I've got a 9 nodes kafka cluster hosted on AWS MKS and I'm using confluent-kafka library with python.
While producing to a topic I get too many Timeout errors like:
%5|1684850550.061|REQTMOUT|eb3004f09ce7#producer-1| [thrd:sasl_ssl://broker1.a]: sasl_ssl://broker1.amazonaws.com:9096/3: Timed out ProduceRequest in flight (after 1391ms, timeout #0): possibly held back by preceeding ProduceRequest with timeout in 58184ms
%3|1684850430.948|FAIL|f814d85051d8#producer-1| [thrd:sasl_ssl://broker1.a]: sasl_ssl://broker1.amazonaws.com:9096/3: 1 request(s) timed out: disconnect (after 4493ms in state UP)

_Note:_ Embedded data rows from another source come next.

PR #20075, opened 2022-04-27
Replace expired GPG public key which is used to upgrade to enterprise

ghost:
#### Summary
There is an embedded GPG Public key in the codebase. That key is used to verify enterprise binary after downloading during upgrade phase. That key is expired, we replaced it with current version

#### Release Note
```release-note
Replaced expired GPG key which is used to verify enterprise binary.
```


spirosoik (approved):

agnivade (approved):
Super fast work!

PR #20086, opened 2022-04-28
[MM-39918] System admins should be able to access all deleted channels

vivek-ng:
#### Summary

System admin users should be ale to access all deleted channels irrespective of their membership status. Right now , they aren't able to access archived private channels where they aren't members. This PR fixes this issue.

In addition to the fix , I also refactored the code to make our APIs backward compatible by changing the interface to a struct option. This makes future changes easy to make.

#### Ticket Link

  Fixes https://github.com/mattermost/mattermost-server/issues/19913

#### Release Note

```release-note
System admin users should be able to access all deleted channels

```

### DIFF
--- a/api4/channel.go
+++ b/api4/channel.go
@@ -780,7 +780,12 @@ func getDeletedChannelsForTeam(c *Context, w http.ResponseWriter, r *http.Reques
 		return
 	}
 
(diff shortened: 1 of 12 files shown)


vivek-ng:
Hi @amyblais ,  code reviews here take too much time. I'm no longer interested in contributing to mattermost project . Could you please add the `Up For Grabs` tag again for this issue? Thanks for understanding! I'll close this PR.

PR #20087, opened 2022-04-28
MM-43829: Default for user display_name preference

agnivade:
We fall back to TeammateNameDisplay if a user display_name
preference is not found. This makes the logic consistent
with other parts of the app.

https://mattermost.atlassian.net/browse/MM-43829

```release-note
NONE
```


larkox (approved):

isacikgoz (approved):
LGTM 👍

PR #20091, opened 2022-04-28
Remove code duplication and move utility methods to the store utils

mgdelacroix:
#### Summary
This PR removes code duplication around the `appendMultipleStatementsFlag` and `resetReadTimeout` methods, makes them public to be imported from other tools (namely focalboard) and moves them to the `sqlstore/utils.go` file to avoid import cycle.

#### Release Note
```release-note
NONE
```

### DIFF
--- a/config/database.go
+++ b/config/database.go
@@ -25,6 +25,7 @@ import (
 
 	"github.com/mattermost/mattermost-server/v6/model"
 	"github.com/mattermost/mattermost-server/v6/shared/mlog"
+	"github.com/mattermost/mattermost-server/v6/store/sqlstore"
 	"github.com/mattermost/morph"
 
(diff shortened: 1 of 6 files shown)


sbishel (approved):
LGTM

isacikgoz (commented):
LGTM but wondering if we store these utility functions on another package though. @mgdelacroix how did the cyclic dependency happened in your case?

mgdelacroix:
@isacikgoz I tried to leave them in the `config/utils` file (where one of the method copies was), and the cycle was `store -> config -> store`. Reviewing the other DB related method I've used recently, `DNSHasBinaryParams`, that is also related to the DSN, it's stored in the `sqlstore` package too, so it looked like a good candidate to me. 0/5 on this tho.

Do you have any other package in mind?

PR #20102, opened 2022-04-29
Doc extractor as service

jespino:
#### Summary
This is a draft of how we can do a more decouple doc extractor to isolate the system more and be able to scale this independently


app/server.go
```diff
@@ -670,6 +672,12 @@ func NewServer(options ...Option) (*Server, error) {
 
 	s.initPostMetadata()
 
+	docExtractorService, err := docextractor.NewLocalExtractorService(*s.Config().FileSettings.ArchiveRecursion)
```
jespino, line 675: Here we need to better decide when to use one or another based on the configuration, now we only use the local spawn process, that was the most interesting one for this case, the other to are just subcases of this one.

srkgupta:
Hi @jespino 

There are some open CodeQL alerts generated in this PR. Since this PR is still in a draft state, I am not looking at them currently. However, please include me as a reviewer once the PR is ready and has been dev reviewed. 

Thanks

lieut-data:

%4|1684858183.537|REQTMOUT|6521878ea69c#producer-1| [thrd:sasl_ssl://broker1.a]: sasl_ssl://broker1.amazonaws.com:9096/3: Timed out 6 in-flight, 0 retry-queued, 0 out-queue, 0 partially-sent requests
My producer config is:
"batch.size": 5_242_880,
"client.id": socket.gethostname(),
"compression.codec": "gzip",
"linger.ms": 40,
"message.max.bytes": 5_242_880,
"batch.num.messages": 1_000_000,
"queue.buffering.max.messages": 10_000_000,
My broker config is :
auto.create.topics.enable = false
group.initial.rebalance.delay.ms = 3
log.retention.ms = 300000
log.segment.bytes = 1073741824
message.max.bytes = 10485760
min.insync.replicas = 2
num.io.threads = 32
num.network.threads = 1500
num.recovery.threads.per.data.dir = 8
num.replica.fetchers = 2
offsets.retention.minutes = 180
offsets.topic.replication.factor = 3
replica.fetch.max.bytes = 10485760
replica.fetch.response.max.bytes = 10485760
replica.socket.receive.buffer.bytes = 10485760
socket.receive.buffer.bytes = 10485760
socket.request.max.bytes = 104857600
socket.send.buffer.bytes = 10485760
transaction.state.log.min.isr = 1
transaction.state.log.replication.factor = 3
unclean.leader.election.enable = true
zookeeper.connection.timeout.ms = 300000
confluent-kafka version: 2.1.1 (latest)
May you suggest me what settings I should adjust to avoid the problem? Could it be a back-pressure problem? (I'm dealing with a large amount of data per second)
I tried to adjust the above parameters without any results.